Qualcuno ha installato gentoo partendo dal LiveCD della Suse

http://markus.wernig.net/en/it/hp_ze4300.phtml

----------

## mrfree

 *decabrista wrote:*   

> Ma scusa questo memtest86 non dovrebbe segnalarmeli i problemi invece di spegnersi all'improvviso?

 

Normalmente si, ma in caso di anomalie hardware diciamo gravi il pc si riavvia. In effetti il fenomeno potrebbe essere legato alla temperatura troppo elevata... la butto li... visto che il portatile ha 3 anni non è che il gruppo dissipatore-ventola è pieno di polvere e di conseguenza è diventato meno efficiente del necessario?

----------

## decabrista

Grazie a tutti per i suggerimenti.

In effetti il problema è sicuramente di temperature elevate,tant'è che mettendo il pc davanti alla finestra aperta durante le fasi di decompressione sono riuscito a completare l'installazione da Live cd.

Purtroppo adesso  adesso ho un altro problema all'avvio:

ERROR 15 :FILE NOT FOUND

penso che sia un errore conosciuto,ma come lo risolvo?

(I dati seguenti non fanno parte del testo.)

PR #1167, opened 2018-12-19
GPI - 6 geolocation filter

ronaldtebrake:
## Problem
WE have a separate module available at https://www.drupal.org/project/social_geolocation

## Solution
But we want to make sure no tests fail, therefore committed the work in here and moved this to 8.x-1.x in https://www.drupal.org/project/social_geolocation after. To see if we don't break tings. 

## Issue tracker
https://www.drupal.org/node/3019950

## How to test
- [x] Enable social_geolocation
- [x] See that there are now 2 options for geolocation data providers on : `/admin/config/opensocial/social-geolocation` OpenStreetMaps is the default, this is free so doesn't need an API key. for PAC we also added Google, and made sure on hook_update_n() we cover their API key as well. 
- [x] See that when you now save location details on Events, User Profiles, Groups they get stored in the database under a new hidden field_[type]_geolocation 
- [x] See that when you go to search there is now a search block with the new filter and see if it works according to your filled in data
- [x] See that on admin/people also there is a filter right now that works :) 

## Acceptance criteria it should match

- Users location is stored automatically based on address details when saving profile (in background)
- Each NRO fills in a Google Maps API key which can be used (or delivered by GPI?) => SM should be able to fill this in
- LU can filter on location on /search/users page by providing a city and a distance (in kilometers/miles) 
- Should work by default for events and groups as well:
-- Filter on content, groups and user tabs in search
- Publish the module on drupal.org as social_geolocation project
- It should be clear that the two fields in the filter belong to each other

## TODO
- [ ] Make it in to a nice Views custom filter
- [ ] Sometimes at random addresses can't be found, something to improve in UAT maybe. 
- [ ] Make a new note for demo content, the ones in distro have non existing addresses, would be lovely to make them realistic 
- [ ] Opened up a support request to make sure PAC also gets this module when finished. 

## Release notes
TBD.


composer.json
```diff
@@ -133,6 +133,7 @@
         "npm-asset/jquery.caret": "^0.3.1",
         "npm-asset/diff": "^3.5",
         "npm-asset/photoswipe": "^4.1.2",
-        "npm-asset/shariff": "^3.0.1"
+        "npm-asset/shariff": "^3.0.1",
+        "drupal/geocoder": "^2.0@beta"
```
ronaldtebrake: Only there for testing purposes, part of the composer.json and dependencies of the module :) but easier install for us :D

PR #1168, opened 2018-12-20
Issue #3021721: As an Event organiser, I want to manage event enrollment easily

ghost:
## Problem

- See events enrollments tab in a table view (columns should be sortable)
- Bulk operation on enrollees:
  - Remove
  - Change role
  - Send email
  - Export enrollments
- Optimise interaction for mobile devices
- Bulk operations should work on guest enrolments as well.
- Solve tabs issue on event (guest enrolments, enrolments):
  - Solution could be to get rid of guest enrolments tab

## Solution
Create a feature for that.

## HTT 
- [ ] Enable the social_event_manager module
- [ ] Test as a Event Organiser (Not Event author!) and a SM 
- [ ] There is now a new event management tab
- [ ] You can bulk perform the above 4 items
  - Remove
  - Change role
  - Send email
  - Export enrollments
- [ ] You can singular Edit / Delete event enrollment
- [ ] AN Event enrollment is also supported 

## Issue tracker
- https://www.drupal.org/project/social/issues/3021721
- https://jira.goalgorilla.com/browse/GPI-10

## Release notes
We have added event management features to the event managers module. This allows you to do bulk operations on event enrollment, including removing, exporting and sending e-mails. If you are a site manager you can even add enrollees to the event. Also we have simplified the amount of tabs on the events. This feature now works together with the anonymous event enrollment feature and it will replace the existing Enrollments tab with a table of event enrollments to improve the information density.


ronaldtebrake:
Finally with the fixes for 5.x the travis jobs are green, so lets merge this one :)!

devo rifare l'installazione daccapo?

grazie

----------

## mrfree

 *decabrista wrote:*   

> ERROR 15 :FILE NOT FOUND

 

Se ti posso dare un consiglio, cerca di fornire il maggior numero di informazioni possibile quando illustri un problema o un malfunzionamento; diversamente è spesso impossibile dare le giuste indicazioni  :Wink: 

----------

## randomaze

 *mrfree wrote:*   

>  *decabrista wrote:*   ERROR 15 :FILE NOT FOUND 
> 
> Se ti posso dare un consiglio, cerca di fornire il maggior numero di informazioni possibile quando illustri un problema o un malfunzionamento; diversamente è spesso impossibile dare le giuste indicazioni 

 

Il consiglio é giusto, comnque decabrista ha aperto un nuovo thread relativo al problema... ergo é bene continuare li  :Wink: 

----------

## mrfree

 *randomaze wrote:*   

> decabrista ha aperto un nuovo thread relativo al problema...

 

Ancora meglio  :Wink: 

----------